“Ik heb echt even staan janken toen ik die lekke band had, vooral toen hij na het oppompen nog steeds zacht bleek te zijn.” Na 155 kilometer te hebben gefietst met zijn ‘vingers tussen de deur’, zoals Michiel de Wilde het zelf mooi verwoord, gooide een lekke band roet in het eten. Ondanks dat De Wilde met een patroon nog wat lucht in zijn band wist te krijgen, was het onvoldoende om snelheid te kunnen maken. De minuten die De Wilde met zoveel moeite had goedgemaakt na het zwemmen verdwenen als sneeuw voor de zon en daarmee ook de motivatie om Ironman Tulsa nog te volbrengen. We spreken hem over deze teleurstelling.

“Het is super irritant, want het was eigenlijk de beste race van mijn leven”, blikt De Wilde terug. “Ik zwom beter dan normaal en lag eigenlijk wel goed in een groep. Ik merkte dat niemand het echt boeide om een bepaalde tijd te zwemmen, want mensen die voor een tijd racen doen het als een soort timetrial van A naar B. Bij het zwemmen gingen we de eerste 500 meter heel hard weg, maar daarna zwommen we echt chill. Ook na de boei werd er steeds even volle bak gezwommen, maar dan ook weer rustig. Met fietsen was dat hetzelfde”, spoelt De Wilde – die rond een 30e plaats op tien minuten van de kop uit het water kwam – vooruit naar het volgende onderdeel.

‘Het was echt een positiespel’

“Ik zat samen met Michael Weiss op de fiets en we zijn met zijn tweeën naar voren gefietst. Dat was super tof, want het ging heel goed. We reden in de stromende regen, het was erg vochtig en redelijk warm. Het wegdek was ook best wel slecht, met veel bobbels en gaten. Maar we bleven mensen inhalen, op een gegeven moment ook bekende atleten. Rond 80 kilometer kwam Boris Stein erbij; dat is echt een goede fietser. Met zijn drieën hebben we toen een grote trein ingehaald en die daarna deels mee getrokken. Het toffe was dat we de hele tijd volle bak omhoog reden, maar dan heel rustig naar beneden. Sommige stukken trapten we daardoor maar 100 watt, maar andere stukken juist tegen de 400 watt.
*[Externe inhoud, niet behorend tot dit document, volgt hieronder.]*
PR #550, opened 2023-01-11
Fix bug in convolve_wakefun

lcarver:
convolve wakefun was incredibly wrong. Now it is working. 

image

### DIFF
--- a/pyat/at/collective/wake_functions.py
+++ b/pyat/at/collective/wake_functions.py
@@ -6,28 +6,32 @@ from at.constants import clight
 from scipy.interpolate import interp1d
 
 
-def convolve_wakefun(srange, w, sigs):
+def convolve_wakefun_fft(srange, w, sigs, xr=2*0.09, npoints=500000):
     """Convolution of a wake function with a pulse of rms
     length sigs, this is use to generate a wake potential
     that can be added to the output of EM code like GDFIDL"""
+
     sigt = sigs / clight  # Convert sigmaz to sigmat
-
+    nt = npoints + npoints - 1
+    
     # First we have to uniformly sample what is provided
-    min_step = numpy.diff(srange)[0]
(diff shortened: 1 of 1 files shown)


swhite2401:
Why not try to use numpy.convolve? This would save all the headache in trying to implement it yourself

lfarv:
@lcarver and @swhite2401:

> Why not try to use numpy.convolve? This would save all the headache in trying to implement it yourself

Any conclusion on that ?

lcarver:
```
import at
import numpy
import time
    
sigmaz = 1e-3
srange = numpy.linspace(-100*sigmaz, 0.2+1e-15, 2000)
long_wf = at.collective.wake_functions.long_resonator_wf(srange, 300e6, 1000, 1e6, 1)
#long_wf = numpy.heaviside(srange, 1)
now = time.time()
conv_fft = at.collective.wake_functions.convolve_wakefun_fft(srange, long_wf, sigmaz, xr=0.3, npoints=2000)
print(time.time() - now)

now = time.time()
conv_np = at.collective.wake_functions.convolve_wakefun_numpy(srange, long_wf, sigmaz)
print(time.time() - now)

fig, ax = plt.subplots()
ax.plot(srange, conv_fft, 'r')
ax.plot(srange, conv_np, color='b', linestyle='dashed')

#ax.set_xlim(-0.005, 0.005)
plt.show()
```
20-Feb-23-144906

I rewrote the convolve function and now there are 2 convolve functions in `wake_functions`. The numpy convolve function is much faster (0.7ms vs 3.5ms), is a much cleaner script and gives the same result. I have left both functions in the file for now, so that if you wish to test both the old and new functions you can. But I will delete the old method and keep only convolve_wakefun_numpy which I will rename to convolve_wakefun to be consistent with the old function

lcarver:
ready for merge (I will do it in about 7 hours if no response)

Het was echt een positiespel en dat was mentaal heel leuk.”

‘Laat maar’

Maar na de grote inspanning die De Wilde leverde om mensen in te halen, zakte hij door een lekke band vlak voor de wissel weer net zo hard terug in het veld. “Super shit…maar er waren nog genoeg gasten achter mij. Dus ik heb snel de band gewisseld en wilde weer door…maar hij bleef zacht, ook na het patroon. Dus toen ben ik doorgefietst en heb ik gewacht op een motor. Dat duurde vijftien minuten en ik kon maar 26 kilometer per uur fietsen in die tijd. Hij heeft toen mijn band opgepopt, maar toen dacht ik op een gegeven moment wel ‘laat maar’. Dan heb je zoveel moeite gedaan en pijn geleden om hard te fietsen en zie je gasten die je eerder hebt ingehaald weer voorbij komen. Dan kun je nog wel een ‘oké marathon’ lopen voor een ‘oké uitslag’, maar voor een 25e plek in 8:30 uur kom je hier niet.”

‘Dat wordt nooit comfortabel’

Over zijn vorm met zwemmen en fietsen is De Wilde in ieder geval tevreden. “En met lopen ben ik er ook zeker van dat het goed zou zijn gegaan. Maar ik ga nu mijn benen sparen en Ironman UK of Ironman Coeur d’Alene doen. Dan ga ik daarvoor misschien nog naar Joe (Skipper, red.) toe om daar te trainen óf ik ga eerder naar Amerika toe. Ik ben er mentaal in ieder geval wel weer op voorbereid. Een Ironman is gewoon echt lang…dus ik weet weer waar ik in mijn trainingen nog bij moet schaven. Maar mentaal ben ik wel echt sterker geworden; zeker met fietsen…je kunt blokken rijden wat je wil, maar 180 kilometer met je vingers tussen de deur fietsen wordt nooit comfortabel.”